Further surgery will probably be necessary. Fertility treatment is also likely.
It's good that she knows this.
"Because I know that I might be on a slightly faster ticking clock than other people my age who can have children," she says. "But also, that's kind of a curse.
"What if this is my prime time to have children and I just am not ready?
"It's just all this information that just rattles around in my brain [...] It just adds to this whole impossible situation."
For now, Rowe has made lifestyle changes like adopting the low FODMAP diet, which reduces certain carbohydrates that are hard to digest in order to alleviate her symptoms.
"I'll still try [for children] later if that's what I want to do. I'm not ready now and I know that for sure."
The long and painful search for a diagnosis
The burden of uncertainty about parenthood is a sadly familiar emotion for Rowe. For about a decade, she struggled for a diagnosis. She edged closer every few years with additional information about her body which gradually aligned with how she felt.
Several doctors in the public and private system told her not to worry about her symptoms.
One supportive GP helped her to get the scan that revealed a cyst. But on a visit to hospital, it wasn't diagnosed as an endometrioma.
"They initially thought it [the cyst] could be cancerous just due to my elevated levels of CA-125, which is a hormone that's produced in ovarian cancer, but also in response to inflammation. So, because of that it was treated through the hospital.
"But the people who I dealt with at the hospital just assured me that there was nothing going on, this was a cyst that was going to resolve itself."
Rowe was still certain something was wrong.
"I just had to keep pushing and pushing and pushing and I saw two or three different specialists at the hospital publicly."
There's one interaction at the hospital that sticks in her memory, of being asked if she had painful periods, to which she replied, 'no'.
"She [the doctor] said it can't be endometriosis then, despite telling me it was a chocolate cyst [Endometrioma].

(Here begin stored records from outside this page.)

PR #73, opened 2022-08-08
Add cloudevents usage to wrap the inter-service messages

arbulu89:
Implement the `cloudevents` and `jsonschema` usage in the Agent side.

- It gets cloudevents, and depending on the type, it runs some operations. If the coming message content_type in the queue is `application/cloudevents+json`, it will unmarshall the code as a cloud event. After that, depending on the event_type in this cloud event, it will run the facts gathering execution. There is not any other supported operation by now. 
- The coming requests are validated against proper json schemas depending on the event type. This `jsonschema` code should be moved together with the schemas to the new `contracts` project at some point. The `json_schemas` go within the factsengine folder because embed requires so. You can't embed files that are not located within your folder. I guess the contracts project will fix this.
- It sends the gathered facts in other cloudevents message

The names of the events are just some initial options.

PD: This PR doesn't aim to change the rabbitmq adapter (which maybe it should be renamed to `amqp` as it does Wanda) adding a more "generic" way of using the broker. We could work on that in a parallel work of course


internal/factsengine/json_schema/trento.checks.v1.FactsGathered.schema.json
```diff
@@ -0,0 +1,45 @@
+{
+  "$schema": "http://json-schema.org/draft-07/schema#",
```
nelsonkopliku, line 2: This is basically the same one that we have in [wanda](https://github.com/trento-project/wanda/blob/main/priv/json_schema/trento.checks.v1.FactsGathered.schema.json), right?
And these two will converge in the contracts repo.

internal/factsengine/gathering_test.go
```diff
@@ -0,0 +1,196 @@
...
+
+func NewErrorGatherer() *ErrorGatherer {
+	return &ErrorGatherer{}
+}
+
+func (s *ErrorGatherer) Gather(_ []gatherers.FactRequest) ([]gatherers.Fact, error) {
+	return []gatherers.Fact{}, fmt.Errorf("kabum!") //nolint
+}
+
+func (suite *GatheringTestSuite) TestGatheringGatherFacts() {
```
nelsonkopliku, line 64: The test name sound a bit redundant :sweat_smile: 

This is the happy path, right? What about `TestFactsGathering|TestSuccessfulFactsGathering` or similar?

internal/factsengine/adapters/rabbitmq.go
```diff
@@ -52,13 +53,14 @@ func (r *RabbitMQAdapter) Unsubscribe() error {
...
 }
 
-func (r *RabbitMQAdapter) Listen(agentID string, handle func([]byte) error) error {
+func (r *RabbitMQAdapter) Listen(agentID string, handle func(string, []byte) error) error {
 	return r.consumer.StartConsuming(
 		func(d rabbitmq.Delivery) rabbitmq.Action {
 			// TODO: Handle different kind of errors returning some sort of metadata
 			// so the applied action is potentially changed
-			err := handle(d.Body)
+			err := handle(d.ContentType, d.Body)
```
nelsonkopliku, line 61: If I understand it correctly, this means the content type `application/cloudevents+json` is expected in the amqp headers, and it will also be part of the body of the message.

An if I get it right it comes handy in order to avoid unmarshalling the body at this point.

It doesn't seem wanda puts that header, at the moment. We need to make the things click at a certain point :smile:

internal/factsengine/policy.go
```diff
@@ -0,0 +1,123 @@
...
+		}
+	default:
+		return fmt.Errorf("Invalid event type: %s", eventType)
+	}
+	return nil
+}
+
+func handleContentType(contentType string, event []byte) (*cloudevents.Event, error) {
+	switch contentType {
+	case cloudevents.ApplicationCloudEventsJSON:
```
nelsonkopliku, line 41: Interesting, this would allow the agent to ingest different types of integration events next to the cloudevents.

Let's keep an eye on this and see how far to go.

arbulu89:
@CDimonaco @nelsonkopliku @rtorrero Closing this PR as we will remake it using the new contracts repository functionalities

"My mum and I did our own research and found that chocolate cysts are almost exclusively related to endometriosis. But, because I didn't have the typical presentation of symptoms, they were not willing to rule that as a possibility."
A specialist she saw privately also assured her that the cyst would just disappear over time.

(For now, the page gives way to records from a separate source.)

PR #77, opened 2022-08-10
Sbd gatherer

nelsonkopliku:
This PR adds a first version of the SBD Config Gatherer, responsible to extract interesting values from sbd config file.

Here's the involved checks, so far
[1.3.1](https://github.com/trento-project/runner/tree/main/runner/ansible/roles/checks/1.3.1) SBD_PACEMAKER value is correctly set to `yes` in SBD configuration
[1.3.2](https://github.com/trento-project/runner/tree/main/runner/ansible/roles/checks/1.3.2) SBD_STARTMODE is set to `always`

And here's how the respective DSLs would look like
```
# 1.3.1 `SBD_PACEMAKER` value is correctly set in SBD configuration
facts:
  - name: sbd_pacemaker
    gatherer: sbd_config
    argument: SBD_PACEMAKER
expectations:
  - name: sbd_pacemaker_correctly_configured
    expect: sbd_pacemaker == yes

# 1.3.2 SBD_STARTMODE is set to always
facts:
  - name: sbd_startmode
    gatherer: sbd_config
    argument: SBD_STARTMODE
expectations:
  - name: sbd_startmode_correctly_configured
    expect: sbd_startmode == always
```

Open points:
- what should be returned to wanda in case we weren't able to parse the config file?
- what should be returned to wanda in case a value (fact) does not exist in sbd config file?

At the moment, since we yet don't have agreement I just used a string, as soon as we find an agreement I will refactor.


arbulu89 (commented):
@nelsonkopliku 

I wouldn't increase the golang version so lightly.
Specially in a PR that doesn't aim to that.

I think such a decision should be studied, and at least decided among the team, as it looks like something important.

My 2 cents hehe

internal/factsengine/gatherers/sbd.go
```diff
@@ -0,0 +1,52 @@
...
+	"github.com/trento-project/agent/internal/cluster"
+)
+
+const (
+	SBDConfigGathererName = "sbd_config"
+	UndefinedSBDConfig    = "trento.checks.sbd.errors.undefined_configuration"
+)
+
+type SBDGatherer struct {
+	configFile string
```
arbulu89, line 15: Maybe we could use afero to make this testable. It is used in other gatherers like this one. As reference: https://github.com/trento-project/agent/pull/78

internal/factsengine/gatherers/sbd.go
```diff
@@ -0,0 +1,52 @@
...
+	return &SBDGatherer{
+		configFile,
+	}
+}
+
+func (g *SBDGatherer) Gather(factsRequests []FactRequest) ([]Fact, error) {
+	gatheredFacts := []Fact{}
+	log.Infof("Starting SBD Facts gathering")
+
+	conf, err := godotenv.Read(g.configFile)
```
arbulu89, line 32: We could use the `utils.FindMatches` function here, which does exactly the same, and we avoid other dependency.
It could be:
```
conf := utils.FindMatches(`(?m)^(\w+)=(\S[^#\s]*)`, fileContent)
```

arbulu89: In fact, as you already import `cluster`, it has a method named `getSBDConfig`, which does already the same

arbulu89 (commented):
And some comments about the sbd gatherer itself.
Take them as opinions, as the current implementation works perfectly fine as well

nelsonkopliku:
> I wouldn't increase the golang version so lightly. Specially in a PR that doesn't aim to that.
> 
> I think such a decision should be studied, and at least decided among the team, as it looks like something important.
> 

Thanks Xabi, I get your point and I will keep go at version 1.16 as it is out of scope for this PR. 
Here's the commit https://github.com/trento-project/agent/pull/77/commits/2243d4632973a5d387d427784e691d2663fc6fdd

While fixing the CI linting issues coming from main, I realized that as of go 1.16 (or later) the `"io/ioutil"` package is deprecated and its functionalities split around between `io` and `os` packages, and I usually try to keep languages/tools to the most up to date version, in order to not get stuck in unsupported/obsolete tech cages :sweat_smile: 

So, I asked for help yesterday evening to fix those linting issues and, among the other things bumping the go version seemed to be acceptable and viable.

Now, since I didn't yet have the chance to share with you as well:
what would block us from bumping go to 1.19 it in the next PR :smile:? 
What should we take into account that we aren't?
The only thing that comes to my mind is that obs/ibs do not have go 1.19, is that the case?

Let's also involve the rest of the team:
@CDimonaco @fabriziosestito @dottorblaster @rtorrero what do you think about bumping go to version 1.19? In another PR of course :smile:

dottorblaster:
@nelsonkopliku you have my sword

internal/factsengine/gatherers/sbd.go
nelsonkopliku: The absence of afero is just because of the usage of the https://github.com/joho/godotenv library, which under the hood uses simply `os.Whatever(...)`.
Since we are providing the configuration file path as a dependency, testing works pretty well, imho:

"And obviously, it didn't."
Medical director at Fertility Associates Dr Simon McDowell says there are lots of cysts that can happen on the ovaries including simple, dermoid, and endometrioma.
There are also hemorrhagic cysts, which are like a bruise on the ovary and can go away on their own.
Dr McDowell, who is also on the clinical advisory committee at Endometriosis New Zealand, says endometriomas can look the same as many hemorrhagic cysts and further scans may be needed.
"If that cyst has gone away, it is probably just a bruise, but if it is still there that would indicate an endometrioma."
It is very rare to have an endometrioma cyst and no endometriosis, he says.
'More honesty' from doctors
It was not until Rowe moved in 2017 that doctors immediately recognised the symptoms, and she received the surgery needed to confirm her suspicions.
"It was so validating to hear that it hadn't all been in my head, that actually, there was something quite seriously wrong," she says.
Rowe says the experiences and perspectives of other women who have had endometriosis have been the most helpful to her.
She just wishes there was clearer information for others in her position.
"I think there needs to be clearer information and more honesty from medical professionals perhaps about what you might expect."